All of these additional types are magically being added to the "shownAsHTML" list by the mere procedure of setting that list
Comment 15 Brady Eidson 2007-08-02 14:10:38 PDT
This gets even worse - 
Because of how [WebView setMIMETypesShownAsHTML:] is made, it only stores the mimetypes locally in WebKit.

It's becoming clear that the link between WebCore MIMETypeRegistry and Webkit was not designed with the intention for the MIMETypeRegistry to ever be mutated - WebKit constructs a list of mimetypes from the registry exactly once.  It then never passes any changes down into the WebCore level, and never asks WebCore for the list again.

*sigh*
Comment 16 Brady Eidson 2007-08-04 00:16:14 PDT
Created attachment 15836 [details]
Proposed safe fix - for now

Coded this one up on the train to Seattle when I was internet-less.

I think this is an extremely safe and simple fix for the bug in question.  As it stands, this API is COMPLETELY broken.  This fix will at least re-enable the ability to register mime types as "shown as html" without breaking any other quirks.
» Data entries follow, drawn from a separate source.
PR #2328, opened 2025-10-17
Add fallback to trigger create on update failure

pfefferle:
Update handling now triggers the 'activitypub_inbox_create' action if an update fails due to a missing post or comment. This ensures that create logic is invoked for objects not found during update requests. Includes a new test to verify the fallback behavior.

## Proposed changes:

* The ActivityPub update handler was modified to add a fallback mechanism.
* If an "Update" activity fails (e.g., the actor cannot be found or updated), the handler now triggers the activitypub_inbox_create action as a fallback.
* This ensures that "Create" logic is executed when "Update" cannot be processed, improving robustness and compatibility.
* New tests were added to verify that the fallback (activitypub_inbox_create) is triggered correctly when an update fails.
* The tests simulate update failures and check that the fallback action is called.
* Indentation and formatting were improved in the test file to comply with coding standards.

### Other information:

## Testing instructions:

* Go to '..'
*

### Changelog entry

<details>

#### Significance

-   [ ] Patch
-   [X] Minor
-   [ ] Major

#### Type

#### Message

Added fallback to trigger create handling when updates fail for missing posts or comments, ensuring objects are properly created.

</details>

### DIFF
--- a/.github/changelog/2328-from-description
+++ b/.github/changelog/2328-from-description
@@ -1,0 +1,4 @@
+Significance: minor
+Type: added
+
+Added fallback to trigger create handling when updates fail for missing posts or comments, ensuring objects are properly created.
--- a/includes/collection/class-posts.php
+++ b/includes/collection/class-posts.php
@@ -84,8 +84,8 @@ class Posts {
 
 		if ( ! $post_id ) {
 			return new \WP_Error(
-				'activitypub_object_not_found',
-				\__( 'Object not found', 'activitypub' ),
+				'activitypub_post_not_found',
+				\__( 'Post not found', 'activitypub' ),
 				array( 'status' => 404 )
 			);
 		}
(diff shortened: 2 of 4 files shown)


obenland (approved):

Jiwoon-Kim:
In this context, when you say “create,” you’re referring to backfilling an object from a remote server, right?
Not the actual Create activity itself, but the process of fetching and reconstructing the object from its remote source.

pfefferle:
When the code is not able to `Update` an object, it tries to handle it as a `Create`... in `SQL` you would call it an `UPSERT`.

There are many other things wrong with the current situation with this API that can be resolved later when we're not quite as locked down in what types of fixes we're considering
Comment 17 Oliver Hunt 2007-08-04 00:30:47 PDT
Comment on attachment 15836 [details]
Proposed safe fix - for now

Replace the if in MIMETypeRegistry::shouldTreatAsText with a straight return

make the changelog readable, and r=me
Comment 18 Brady Eidson 2007-08-04 00:34:51 PDT
Landed in r24866

Need to do some bugzilla paperwork to file bugs on the remaining issues, but for now its bedtime!
Comment 19 David Kilzer (:ddkilzer) 2007-08-04 11:08:50 PDT
This caused a regression when viewing text/plain documents in Safari.  See Bug 14882.

Comment 20 David Kilzer (:ddkilzer) 2007-08-04 19:11:57 PDT
Fixed by beidson in r24866 (with comment tweak in r24867).
Comment 21 Brady Eidson 2007-08-04 22:07:23 PDT
http://trac.webkit.org/projects/webkit/changeset/24869 TOTALLY rebroke this

Comment 22 David Kilzer (:ddkilzer) 2007-08-05 15:15:01 PDT
Created attachment 15845 [details]
Patch to fix regression from Bug 14882

Proposed patch to fix the regression caused by Bug 14882:

- Reverts changes from patch in Bug 14882 to fix this bug.
- Changes +[WebDataSource _repTypesAllowImageTypeOmission:] and +[WebFrameView _viewTypesAllowImageTypeOmission:] to include now-missing "text/" and "text/plain" MIME types so that text/plain files may be viewed in the browser.
Comment 23 Mark Rowe (bdash) 2007-08-07 14:09:55 PDT
Comment on attachment 15836 [details]
Proposed safe fix - for now

Clearing the review flag as this was already landed.
Comment 24 Brady Eidson 2007-10-08 11:41:13 PDT
Comment on attachment 15845 [details]
Patch to fix regression from Bug 14882

What does this patch do?

It feels like it is more focused on solving the regression I caused re: downloading text files, but that regression has already been fixed.

I can't see how, with this patch, text mime types *can* be registered as HTML, and thats the bug that remains to be solved here.

If I'm completely off base and theres an explanation how, I will totally re-review :)
Comment 25 David Kilzer (:ddkilzer) 2007-10-08 11:48:45 PDT
(In reply to comment #24)
> (From update of attachment 15845 [details] [edit])
> What does this patch do?
> 
> It feels like it is more focused on solving the regression I caused re:
> downloading text files, but that regression has already been fixed.

Yes, it was intended to fix the regression.  Closing since it has already been fixed.